History-making music group for UMM - morris mn

History-making music group for UMM - morris mn
The UMM men's chorus opened the Minnesota Day program at the 1962 Seattle World's Fair (Century 21 Exposition).

Wednesday, November 19, 2014

My song about Harmon is salute to early Twins years

Harmon Killebrew hit two home runs in the first game we ever attended at Metropolitan Stadium, Bloomington. It was a night game against the Baltimore Orioles. I was eight or nine years old.
I felt a distinct thrill seeing those Minnesota Twins warming up in pre-game. There they were, real people, in the flesh: Zoilo Versalles, Rich Rollins and "The Killer," Harmon Killebrew. I had read about them, seen them on TV, but here they were on that beautiful, expansive green grass.
The idea struck me this past summer to write a song about "Hammerin' Harmon." I call it "The Ballad of Harmon Killebrew." As a ballad it tells a story. I insert the word "boomers" in the first verse because the Twins came into existence as the wave of baby boomer children was really starting to have a presence.
"When boomers were young and we sought our fun. . .under that Bloomington sky."
I invite you to listen by clicking on the YouTube link below. The song was recorded in Nashville TN at the studio of Frank Michels. The singer is David Ward. Thanks guys.
I haven't visited Nashville since 1998. I miss it. I'd go straight to "Tootsie's Orchid Lounge" on Broadway. Maybe some of that old songwriting genius could rub off on me there. Music created in Nashville is truly from the heart.
Jeff Arundel has written the best-known song about Harmon Killebrew to date. Jeff's song isn't just about Harmon, it's about father-son relationships and the maturation process. The best songs give us "sub-plots" like that. My song is a little more superficial and I don't mind. I really wanted to work in several names of the very early Twins players. I accomplished that, plus I gave special attention to the 1965 World Series which was the apex of the early Twins years.
Friends of mine might say "man, that happened so long ago, would anyone care?" I feel it's vital we always be reminded of that storied 1965 season, a season that may have become a little buried in our memories due to the accomplishments of the 1987 and 1991 teams.

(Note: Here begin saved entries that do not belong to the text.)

PR #584, opened 2024-02-28
ENH: support custom_target() installing a directory

dnicolodi:
Meson support custom_target() whose output is not a file but a directory. Support these in meson-python mapping of installation paths to wheel locations. Replaces #571.


rgommers (approved):
LGTM, thanks @dnicolodi!

PR #585, opened 2024-02-29
Minor README tweak

lesteve:
The main goal is to be able to have CI run in each push in https://github.com/mesonbuild/meson-python/pull/579. cc @rgommers


rgommers (approved):
Thanks @lesteve. I tweaked the commit message a bit, since our policy here is to rebase-merge all commits and using NumPy style DOC/BUG/etc. commit prefixes.

PR #599, opened 2024-03-12
TST: add test package depending on a cmake subproject

dnicolodi:


dnicolodi:
It depends on your definition of draft PR 🙂. The PR is complete, but there is a bug in Meson that makes merging it not productive. I keep this open just to remember ourselves of the bug: I don't know cmake at all and I don't have the spare cycles required to investigate this.

rgommers:
👍🏼 

In my book: 
- draft = "no need to review it"
- non-draft & green = "ready for review & merge"

dnicolodi:
This was supposed to be non-draft and red, thus also not ready for review, probably. But it is so old that the test results have been flushed out. Setting it as draft now.

Issue #463, opened 2024-10-17
Revisit using pre-commit.ci


dstansby:
If I'm makng a simple change to markdown, such as in https://github.com/UCL-ARC/python-tooling/pull/462, I use the GitHub web interface for speed. This can often result in pre-commit failing however, because the markdown isn't correctly linted. This then breaks the benefit of using the GitHub website for speed, because I have no way of automatically fixing the linting and have to go back to local development on my laptop.

To improve this I'd like to propose we revisit using pre-commit.ci to lint this repo. This would provide a mechanism of automatically making pre-commit fixes on demand, by posting a "pre-commit.ci autofix" comment in a PR.

In https://github.com/UCL-ARC/python-tooling/pull/196 we very briefly discussed and decided not to use it because it's not available for private repositories. One mitigation to this is we can still have a GitHub actions linting job, so when someone sets up a private repo from this template there's still a linting CI job that is run.

So I'd like to advocate for using pre-commit.ci for this repo. Thoughts?

samcunliffe:
> In https://github.com/UCL-ARC/python-tooling/pull/196 we very briefly discussed and decided not to use it because it's not available for private repositories. One mitigation to this is we can still have a GitHub actions linting job, so when someone sets up a private repo from this template there's still a linting CI job that is run.

Briefly from memory the decision to turn it off was:

1. We didn't want to have different tools in the main tooling repo than those in the template.
2. pre-commit.ci is not free for closed-source: we want to encourage maximum takeup of the template amongst UCL researchers, and a good portion of projects either start out closed until some research outcome is published, or stay closed-source.

I'm actually OK with violating 1. We could have pre-commit.ci on the repo, but not the template.

If I read you correctly, you're suggesting that we make the template a bit smarter and have it choose whether to lint based on a `cookiecutter` option?

paddyroddy:
I'm happy to have it on the repo, but not the template

dstansby:
I'm definitely only proposing for the repo here, not the template.

I'm not suggesting we alter the template - just that we add `pre-commit.ci` to this repo. In order to make sure we keep [eating our own dog food](https://en.wikipedia.org/wiki/Eating_your_own_dog_food), my suggestion is we could keep the GitHub actions linting running on this repo too. But that would duplicate linting CI on this repo 🤔 I'm not sure which way round is best...

paddyroddy:
[...]

PR #482, opened 2024-10-29
Revert "[pre-commit.ci] pre-commit autoupdate"

paddyroddy:
Reverts UCL-ARC/python-tooling#479

We don't want the alpha version


paddyroddy:
Another issue is this isn't going to update the template's ones. We don't want this on at all.

dstansby (dismissed):
I think it's good to keep these up to date, so see no reason to revert this. If you want to disable pre-commit.ci auto updating the versions, please could you open a new issue and we can discuss there?

paddyroddy:
@renovatebot will do it in 3 days...

samcunliffe:
🤷 

I'm ok with alphas. But if we decide never to take pre-commit autoupdates and only use @renovate: can we actually disable it in the `ci:` config, please? [It's not immediately clear to me but I guess it's possible](https://pre-commit.ci/#configuration).

dstansby:
I've re-opened https://github.com/UCL-ARC/python-tooling/issues/463 to discuss, so we can make sure discussion is in one place for future reference

paddyroddy:
> I'm ok with alphas. But if we decide never to take pre-commit autoupdates and only use @renovate: can we actually disable it in the `ci:` config, please? [It's not immediately clear to me but I guess it's possible](https://pre-commit.ci/#configuration).

It's not possible https://github.com/pre-commit-ci/issues/issues/83

dstansby:
@paddyroddy could you post the issue you've found on this thread? I think they're spread around several PRs/issues at the moment, and I'm struggling to find them all 😄

paddyroddy:
Also the problem is this doesn't update the template which @renovatebot would

samcunliffe (approved):
Let's revert this and add the bot back?
- https://github.com/UCL-ARC/python-tooling/issues/463#issuecomment-2451500351

PR #502, opened 2024-12-03
Force test `pre-commit` config to be picked up

### LINKED ISSUE #503: @renovatebot bumping versions will break the regression test every time

paddyroddy:
Fixes #503. I want to fix this properly upstream, but this is a hack that we've used in MIRSG https://github.com/UCL-MIRSG/.github/blob/e61d159d27e610d165272c8ad5f1b743dabc4ff0/.renovaterc.json5#L7-L9. I think the regex that @renovatebot uses only looks for one folder deep, i.e. https://docs.renovatebot.com/modules/manager/pre-commit/#default-config.

### DIFF
--- a/.renovaterc.json5
+++ b/.renovaterc.json5
@@ -5,4 +5,7 @@
     ":assignAndReview(team:collaborations-python-tooling)",
     ":maintainLockFilesMonthly",
   ],
+  "pre-commit": {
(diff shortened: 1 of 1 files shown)


paddyroddy:
Replaced/improved with #505.

PR #504, opened 2024-12-03
Fix #503 by excluding version numbers from the regression tests.

### LINKED ISSUE #503: @renovatebot bumping versions will break the regression test every time

samcunliffe:


samcunliffe:
Pipped to the post by #505.

PR #513, opened 2025-02-02
Persist light theme on refresh 

### LINKED ISSUE #414: Light mode doesn't persist on navigation/refresh
### Describe the Bug

When browsing the website in light mode, the theme switches on every refresh. 

### To Reproduce

Switch to light mode and refresh the website. 

### Expected Behaviour

The website stays in light mode. 

### Actual Behaviour

The website switches theme back to dark mode. 

### Additional Context

```Markdown
- Operating system: Tested in Chrome Android/mobile and Firefox on Mac.
```

samcunliffe:
Fixes 

- #414

... using the workaround suggested in 

- https://github.com/just-the-docs/just-the-docs/issues/1223#issuecomment-1509704703.

Worth spending a bit of thought on whether we want more lines of my hacky JS code saving the theme to local storage, which we potentially can't delete until [jtd/#1223](https://github.com/just-the-docs/just-the-docs/issues/1223) is solved nicely upstream.

### Question:

Is it worth switching build system to something that supports theme toggling and inferring theme from the browser/os settings? It feels like it's the responsibility of the doc engine/doc theme. E.g. [Material for MkDocs supports it](https://github.com/UCL-ARC/mkdocs-rc-docs/blob/140e8fe5eef0379997af1b2eaaf396786bc006b8/mkdocs-project-dir/mkdocs.yml#L28).

That said, if you're happy with these lines, I am.

### DIFF
--- a/docs/_includes/header_custom.html
+++ b/docs/_includes/header_custom.html
@@ -2,9 +2,22 @@
 
 <script>
   const toggleDarkMode = document.querySelector(".js-toggle-dark-mode");
-
   jtd.addEvent(toggleDarkMode, "click", function () {
     if (jtd.getTheme() === "light") {
+      jtd.setTheme("dark");
+      toggleDarkMode.textContent = "☼";
+      localStorage.setItem("theme", "dark");
+    } else {
+      jtd.setTheme("light");
+      toggleDarkMode.textContent = "☾";
+      localStorage.setItem("theme", "light");
+    }
+  });
+
+  // TODO: we can probably delete this (hacky workaround) if/when just-the-docs/#1223 is fixed.
+  // Meanwhile, we check each time if there is a theme written to local storage and obey it.
+  window.addEventListener("DOMContentLoaded", function () {
+    if (localStorage.getItem("theme") === "dark") {
       jtd.setTheme("dark");
       toggleDarkMode.textContent = "☼";
     } else {
--- a/docs/_includes/header_custom.html
+++ b/docs/_includes/header_custom.html
@@ -14,8 +14,9 @@
     }
   });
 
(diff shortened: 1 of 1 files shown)


matt-graham (commented):
I think on balance having a few lines extra JS for a more functional site in the interim is worth the tradeoff, but agree it seems that using an alternative solution for building the site like Material for MkDocs which support this out of the box would be good.

When serving this locally and viewing in Firefox the theme still does not seem to persist between page changes, which from adding some `console.log` statements seems to be as the `"DOMContentLoaded"` event listener never gets called. As far as I can tell (my JavaScript knowledge is very minimal though!) the syntax for adding the event listener is all correct, so I am not sure if this is just something specific about serving this locally?

Saransh-cpp (commented):
+1 on does not work for me locally - both on refreshing and changing pages

Migrating to another docs generator sounds like the best option here

samcunliffe:
Ooh you're right! 

[Perhaps we're hitting this](https://developer.mozilla.org/en-US/docs/Web/API/Document/DOMContentLoaded_event#checking_whether_loading_is_already_complete)? It was working yesterday on the train, but I now can reproduce your problem.

samcunliffe:
Now working for me...

https://github.com/user-attachments/assets/47026c5e-b2f3-4760-99f0-319da87c958b

matt-graham (approved):
Not sure why it did, but with change to comment this does now work for me locally!

samcunliffe:
> Not sure why it did, but with change to comment this does now work for me locally!

Python is cool. Javascript is not cool.

Saransh-cpp (approved):
Nice! Works well now!

paddyroddy:
➕ for moving to https://squidfunk.github.io/mkdocs-material as well

Issue #516, opened 2025-02-10
`test_pip_installable` test make persistent changes to environment test is run in


matt-graham:
### Describe the Bug

The test in `tests/test_package_generation.py::test_pip_installable`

We all went gaga in '87 and '91, me included, but all that left me with a little sadness as I remembered the '65 team came up just shy of the world championship. We won three games in the World Series of '65. We lost to the Dodgers and their superstar pitcher Sandy Koufax in Game 7.
Sandy Koufax! I even inserted his name in my song, quite respectfully. The Dodgers' manager had to alter his pitching rotation for the Series because of Sandy having to observe a Jewish holiday!
How heartbreaking Game 7 was! But remember, '65 was the year that the storied New York Yankees' dynasty of that era died. The Twins had a lot to do with that. The key date was July 11. The Twins trailed by one run going into the bottom of the ninth against the Yankees. Killebrew hit a two-run home run for the win! It was like a knockout punch vs. those (damn) Yankees. Mickey Mantle was in the ranks.
My song talks about how "The Senators came" (to Minnesota) - indeed we were not a "new" team in 1961, we were a transplant! Calvin Griffith brought his struggling Washington Senators here. The franchise picked up steam upon coming to the Bloomington prairie. What heroes those early Twins were, in the eyes of the young "boomers," the kids who watched the Casey Jones TV show. Killebrew became an icon. I hope my song contributes something in terms of remembering him and the early Minnesota Twins, the chapter with Earl Battey, Zoilo Versalles and Vic Power!
Harmon has left this life. The chorus of my song ends with me pointing out that Harmon is now "out on that heavenly field" (playing baseball in heaven of course). I'm reminded of the 1951 movie "Angels in the Outfield."
Harmon was the first of four batters to hit a ball over the left field roof at Detroit's Tiger Stadium. He was like a god out of Green mythology.